Thursday 19 November 2009

Weather

Namaacha is in the hills of south Mocambique, so at a higher elevation and a lower latitude than much of the country. As such, the weather isn’t nearly as stifling as I anticipated. In fact, trying to anticipate the weather here at all is pretty useless.
When leaving the house in the mornings, the safest bet is to wear a tank-top under a hoodie with pants you can easily roll up and don’t forget your sunscreen and umbrella! One weekend, I slept in boxers and a spaghetti strap on top of the covers, and the next night was in my yoga pants, t-shirt, hoodie and socks with my sleeping bag zipped up all the way.
There’s one thing you can usually count on, though: rain.

Whether it’s drizzling or a full-on downpour, there’s no doubt it’s monsoon season around here.
Did I mention most roads aren’t paved? It can get a little dirty around here.
But it’s okay. You can always just wipe your feet on the doormat.

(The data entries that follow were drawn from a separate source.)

PR #4696, opened 2025-01-14
Extensions Framework: Adds v2 UX Components

wbreza:
Adds v2 UX components used within extension framework experiences.  
Components are built upon a canvas rendering strategy that support inline re-rendering of components as needed.

### Prompt

Prompts a user for a single piece of data.  Includes formatting and validation and automatic user feedback.
image

### Confirm

Prompts a user to confirm (yes/no) some operation

### Select

Prompt a user to select a value from a list. Includes filtering and paging of long data.

### Spinner

Lightweight spinner component

### Task List

Shows a series of tasks that are in progress with automatic reporting of status.  Support multiple async operations

### DIFF
--- a/cli/azd/pkg/common/detailed_error.go
+++ b/cli/azd/pkg/common/detailed_error.go
@@ -1,3 +1,6 @@
+// Copyright (c) Microsoft Corporation. All rights reserved.
+// Licensed under the MIT License.
+
 package common
 
 import "fmt"
--- a/cli/azd/pkg/common/detailed_error.go
+++ b/cli/azd/pkg/common/detailed_error.go
@@ -1,0 +1,28 @@
+package common
+
+import "fmt"
+
+type DetailedError struct {
+	description string
+	err         error
+}
+
+func (e *DetailedError) Error() string {
+	return fmt.Sprintf("%s\n\nDetails:\n%s", e.description, e.err.Error())
+}
+
+func (e *DetailedError) Unwrap() error {
+	return e.err
+}
+
+func (e *DetailedError) Description() string {
+	return e.description
+}
+
+// Factory function to create a new DetailedError
+func NewDetailedError(description string, err error) *DetailedError {
+	return &DetailedError{
+		description: description,
+		err:         err,
+	}
+}
--- a/cli/azd/pkg/ux/canvas.go
+++ b/cli/azd/pkg/ux/canvas.go
@@ -1,0 +1,94 @@
+package ux
+
+import (
+	"io"
+	"sync"
+)
+
+// Canvas is a base component for UX components that require a canvas for rendering.
+type canvas struct {
+	visuals    []Visual
+	printer    Printer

Rain here isn’t quite like at home. I had no idea the sky could hold so much water. It has rained constantly for the past five days here. Constant. As in, stuff falling from the sky at every moment, and hitting the ground and realizing it has nowhere else to go, so it just hangs out and makes mud. Everywhere. For five days. It’s mind-boggling.
There’s a small lake in the living room in the morning. I have to take a running leap out the front door to make it to land on the other side of the patio. And, as if that weren’t bad enough, it’s cold.
Being cold and wet here is different from being cold and wet in the states. There, it is an inconvenience. Cold rain means you have to run from the house to the car. You have to carry your dripping umbrella with you to class. You can’t walk the dogs. You have to drive slower.
Here, cold rain is borderline debilitating. You have to put on golashes to use the bathroom. You can’t start a fire to cook or heat bathwater because the charcoal is in a puddle of water in the half-covered kitchen. Roads close down. Doing laundry is simply not an option, and if you’re unfortunate enough to do laundry before a downpour starts, you’re stuck with wet clothes until the next sunny day. Not that it particularly matters, because you’ll only get it muddy all over again the next day. You have to navigate an obstacle course of sidewalk islands in order to walk anywhere.
I’m not sure if it’s colder here, or it just seems that way because you can’t escape from it. It follows you into the house, which is made of concrete with a tin roof, and the door doesn’t exactly fit the frame and there’s a hole where the knob used to be that you have to stuff with the “doormat” mentioned above to help keep out the draft. Some nights I sleep in socks, pants, a t-shirt, a hoodie, in my sleeping bag under covers.
I realize now there’s no way I could’ve survived Turkmenistan. If Mozambique is too cold for me, I’m pretty much doomed any place where snow exists.
The one perk of the rain? I haven’t had to get water from the well in a week. It magically appears in the buckets we put on the side of the house overnight.
This is not the case for the rest of the country, however.
In Chokwe, you wake up around 5:30 and are comfortable for the next hour or so. After that, the temperature hits 40˚C (around 100˚F) and stays that way for the rest of the day. The doors and windows stay open, and in the afternoon you just want to sit in the shade and not move. You put on sunscreen in the morning, but it’s nowhere near as effective as the layer of sweat, salt and dirt that covers you by the end of the day. The cold showers at night are almost futile, because you start sweating again as soon as you dry off. To sleep, you try to sprawl out so that no limb is touching another body part and thereby generating more heat. The mosquito net is the closest thing you need to a blanket. Of course, we’ll be at our new sites in time for the hottest month – January.